她与他,终究不可避免的走到了今天这一步。
到底是谁对谁错,谁又能够说的清楚呢?
“宇文熠城……”
夏以沫呢喃唤着他的名字,心头苦涩,千言万语,一刹那间,却一句也说不出。
而宇文熠城,似乎也不必她说。
“夏以沫,你什么也不用说……”
男人嗓音清冽,淡如白水,“孤知道,你想救顾绣如,孤也可以答应你,放过她……”
夏以沫蓦地抬眸望向他。一刹那间,只觉心底千丝万缕,说不清是苦是甜,百般滋味,难以尽诉。
却听宇文熠城淡淡开口道,“孤可以饶过她的性命,但是,宫中,她今后却不能待了……孤会放她归家,逐出永安城,永世都不可再踏入宫门半步……”
语声一顿,男人缓缓望向她,“这样的处置,你可还满意?”
乍然听他要将顾绣如逐出宫去,夏以沫心头一跳。但冷静下来,细想一下,却是最好的结果了……也是,面前的男人,能给她最大的妥协了吧?
夏以沫知道自己应该心足。
“能够远离宫中的纷纷争争……”
夏以沫轻声开口道,“……对娴妃姐姐来说,未尝不是一件好事……”
说这话的女子,澄澈瞳底,却终是不由的划过一丝伤感,以及茫然。
她是在羡慕旁人可以出得宫去吗?
她还是想要迫不及待的离开他吗?
一念及此,宇文熠城心口就是一窒,有烈烈怒火,从胸腔深处,瞬时满溢上来,烧满他的整个心底。
“夏以沫……”
男人冷冷唤她,嗓音凉薄,“要想孤放过她,孤也要你答应一件事……”
夏以沫能够清楚的感觉到,男人一刹那间,周身弥漫的冷凝气息,以及他落在她身上的灼灼视线,心中不知怎的,就是微微一跳,有些慌乱,也有些不安。
“什么事?”
半响,夏以沫方才低声开口问道。
宇文熠城没有回答,而是蓦地将她揽入怀中,迫着她柔软的身子,撞上他的胸膛,如同禁脔一般,将她牢牢的困于他的掌控之中……

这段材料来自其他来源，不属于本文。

PR #517, opened 2021-03-23
Fix use of spaces instead of tab in lib/git/base.rb

yancyribbens:
This PR fixes a minor oversight in the text spacing.


jcouball (approved):
Thanks @yancyribbens! I appreciate the correction.

PR #519, opened 2021-04-22
Add "g.current_branch" to Readme.md

HatsuMora:
### Description
In my opinion .current_branch is a fairly common operation, and it would be nice to have it listed on the readme file.


jcouball (approved):
Totally agree!  Thank you.

PR #529, opened 2021-07-12
Add -ff option to git clean

cwalsh:
From `git clean --help`:
> Git will refuse to modify untracked nested git repositories (directories with a .git subdirectory) unless a second -f is given.

This adds the ability to pass `-ff` to `git clean` to enable removing directories with a .git subdirectory.

An example use case is when a gem from a git source is cached in vendor/cache/some_gem. Removing would require `git clean -dff`


jcouball (approved):
Looks great! Thank you for the contribution.

PR #555, opened 2022-01-05
Delete tempfile so files at this path are not deleted during tests

bjfish:

### Description
This allows the truffleruby-head CI to pass.  I believe this is currently failing because the `tempfile_object` is being finalized and deleting the file at the corresponding path while the file at the path is still being used during the test.  The problem here is similar to what is described here: https://github.com/ruby-git/ruby-git/blob/735b0833f54fd74a1584070ff22611a6e1a7611f/lib/git/lib.rb#L984.

This solution holds the tempfiles in an array to ensure they are not removed until the `Array#clear` method is called after the test is run.

Alternative solutions:
- call `tempfile_object.close!` - This would prevent the issue but the path wouldn't be cleaned up after the test.  The paths could be tracked and removed manually.


jcouball (approved):
Nice! I noticed the occasional failures. I am glad you stepped up with a solution. What you did makes a lot of sense. Thank you.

夏以沫听到他清冽嗓音,在她耳畔凉凉响起,一字一句,像是要烙进她心底一般,说的是,“夏以沫……孤要你,从今往后,都不可以再提有关司徒陵轩的任何事情;不可以为他的死,再耿耿于怀;不可以再想着为他报仇……有关他的一切事情,都要从你的心底抹去……”
他定定的凝望住她,一双古潭般的寒眸,濯黑明亮,瞳底锐芒,紧紧裹住她,像是恨不能将她揉进他的眼中,成为他身体的一部分,仿佛惟有这样,他才能够永永远远的将她占为己有……仿佛惟有这样,她才再也不能够从他的身边逃走……
“从今往后……”
男人薄唇轻启,一字一句,似要在她的心底烙下铭心刻骨的印记,“夏以沫,你的心里,只能有孤一个人……我要你,这一生一世,都只能留在我的身边,生,是我的人,死,也只能埋骨在我的怀中……生生世世,都不可以离开我……”
一字一句,像是烙印一样,打在夏以沫的心上,刻在她心底的最深处,抹不去,也擦不掉。
她怔怔的听着从男人口中吐出的一个个字眼,它们是如此的鲜活,是如此的热烈,又是如此的残忍……如同世间最甜蜜的承诺,就如同从地狱而来的最残忍的诅咒……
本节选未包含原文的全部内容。